Mitigating the Issue in the Future
As some of you may know, due to the growth we have been experiencing this year we have been planning to upgrade our infrastructure so that it can automatically scale as the demand increases. However, due to availability issues we have been having with our current hosting provider, we decided to migrate to a high availability cloud platform at the same time to meet all our needs. We have chosen Amazon AWS as our cloud hosting provider, and have already migrated a lot of our services over to it. This will not only alleviate some of the availability issues we’ve been experiencing but also allow us to effortlessly scale up our services so that they are always available in a timely manner. Another benefit to this is the way AWS provides automatic failover for your data stored with us. If any hardware failures occur, there are multiple backups that can be instantly switched to, mitigating issues such as the one that occurred on 12/08. Although we have migrated some of the services already, unfortunately, the main server housing the hard drive that failed is one of the services that are yet to be migrated, as this will have to be one of the last things we can action a migration for. The hard drive status checks aggregated by our internal monitoring systems were not reporting any health issues prior to failure, and so there was nothing we could have done to foresee the issue or prevent it from happening. These things do happen and are impossible to avoid, but after we have migrated our infrastructure the issue will be mitigated because of the way AWS handles failover.

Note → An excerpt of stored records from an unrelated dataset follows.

PR #962, opened 2019-07-12
Documenting the Appnexus test placement

hhhjort:
First pass at providing an example for other adapters to follow.

### DIFF
--- a/docs/bidders/appnexus.md
+++ b/docs/bidders/appnexus.md
@@ -21,8 +21,8 @@ the empty `displaymanagerver` before sending the request to AppNexus.
 ## Test Request
 
 The following test parameters can be used to verify that Prebid Server is working properly with the 
-Appnexus adapter. This example includes a sample `imp` object as the test creative must fit the size(s)
-allowed in the test impression.
+Appnexus adapter. This example includes an `imp` object with an Appnexus test placement ID and sizes
+that would match with the test creative.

What You Can Do To Ensure Your Events Run During High Load
We are constantly optimizing the system and migrating services, but unfortunately, during times of high load, there may be slow or intermittent access to the system until we have completed the migration. It should slowly get better and better as we move more services over, but until then there are some steps you can take to ensure you can still run your events during these busy periods.
As long as the event resources have been downloaded and the device has a licence, you will still be able to run the event. Shares may only get sent out a little later, but the event will still run. There are a few things you can do to ensure that you can still run your events even during these times of high load though if you follow these steps:
- Sync your event to all your devices earlier in the week, at least a day or two before the event. Also fully start the event at least once. This will make sure it has a licence assigned to it, and that it has all the resources to run the event. Remember to re-sync any changes you make after this before the busy period starts.

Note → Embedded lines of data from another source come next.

PR #965, opened 2019-07-17
Improved mixed media responses (related to Issue 862)

muncha:
Ii does not appear that beachfront specificity had a problem with returning the correct mediaTypes, but there were several problems with handling requests containing both video and banner media in a single imp. The default behavior was to return a video if there was video included in the request. There was also a problem with a cookie not getting sent with that video request which resulted in very low to no fill for video. 

Processing the multimedia request as a single request to Beachfront's servers is not possible as they have separate endpoints and contracts for banner vs. video. So what I have here is a compromise that adds the "forceBanner" flag. This along with an alias (and fixing the cookie bit) lets a request similar to the example in #862  work. This is using test AppIds for banner and video. A real request would have separate AppIds configured for banner vs. video on Beachfront's platform.

`{"id":"fe7e9b35-4ae7-495b-834f-2e4a877271d9","source":{"tid":"fe7e9b35-4ae7-495b-834f-2e4a877271d9"},"tmax":1800,"imp":[{"id":"AdThrive_Content_1_phone","ext":{"beachfront":{"appId":"3b16770b-17af-4d22-daff-9606bdf2c9c3","bidfloor":0.1,"forceBanner":true},"beachfrontVideo":{"appId":"11bc5dd5-7421-4dd8-c926-40fa653bec76","bidfloor":0.1},"brightroll":{"publisher":"adthrive"},"districtm":{"use_pmt_rule":false,"placement_id":13239211,"allow_smaller_sizes":true}},"banner":{"format":[{"w":300,"h":250},{"w":320,"h":50},{"w":336,"h":280},{"w":300,"h":50},{"w":320,"h":100},{"w":250,"h":250},{"w":120,"h":240},{"w":1,"h":1},{"w":300,"h":300}]},"video":{"context":"outstream","mimes":["video/mp4"]}}],"test":1,"site":{"publisher":{"id":"72409f4d-9858-41ac-bf45-be255b82de89"},"page":"https://damndelicious.net/2014/04/11/garlic-butter-shrimp/"},"device":{"w":425,"h":976},"ext":{"prebid":{"aliases":{"districtm":"appnexus","beachfrontVideo":"beachfront"}}}}`

I've also updated the documentation with examples of multi media requests.

### DIFF
--- a/adapters/beachfront/beachfront.go
+++ b/adapters/beachfront/beachfront.go
@@ -402,6 +402,7 @@ func (a *BeachfrontAdapter) MakeBids(internalRequest *openrtb.BidRequest, extern
 	var bids []openrtb.Bid
 	var bidtype = getBidType(internalRequest)
 
+	println("got here.")
 	/*
 		Beachfront is now sending an empty array and 200 as their "no results" response. This should catch that.
 	*/
--- a/adapters/beachfront/beachfront.go
+++ b/adapters/beachfront/beachfront.go
@@ -4,7 +4,6 @@ import (
 	"encoding/json"
 	"errors"
 	"fmt"
-	"github.com/golang/glog"
 	"github.com/mxmCherry/openrtb"
 	"github.com/prebid/prebid-server/adapters"
 	"github.com/prebid/prebid-server/errortypes"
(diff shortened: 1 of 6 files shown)


hhhjort:
Oh, is there a reason the adapter won't simply make two calls for a multiformat request, rather than requiring an alias and the force flag?

muncha:
@hhhjort @mansinahar 
> Oh, is there a reason the adapter won't simply make two calls for a multiformat request, rather than requiring an alias and the force flag?

I guess I just assumed that MakeRequests was only supposed to make one request, that to do otherwise was not playing fair with the project and hogging network calls from other bidders. But really - look at that - the function is even named MakeRequests, not MakeRequest. Looking through the other bidders, I see Adtelligent making arbitrary numbers of requests, as is appNexus, and that just gets me through the A's.

So, answer: my own assumptions getting in the way.

I'm going to close this and get it to handle multiformat correctly. Thank you.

- When starting your events up front like this, make sure you have enough licences to run all the events. If you don’t, starting one event may revoke the licence for another one. Then when it comes time to start that event, it may take longer than expected to license the device during high load. Contact us in advance if you have any worries about licensing issues.
- Try to keep at least 5GB of space free on the device. When an iOS device is running low on space, the OS can delete certain files from the apps on the device. So even if you have loaded all the resources on the device, the OS could remove them if other apps need the space.
- Try to avoid making changes to your event during times of high load. If the server is being slow, or access is intermittent, try not to make changes to any parts of the event. It could take some time to save the changes, and then you still need to refresh on the iPad and get it to download the resources, which could also take a while.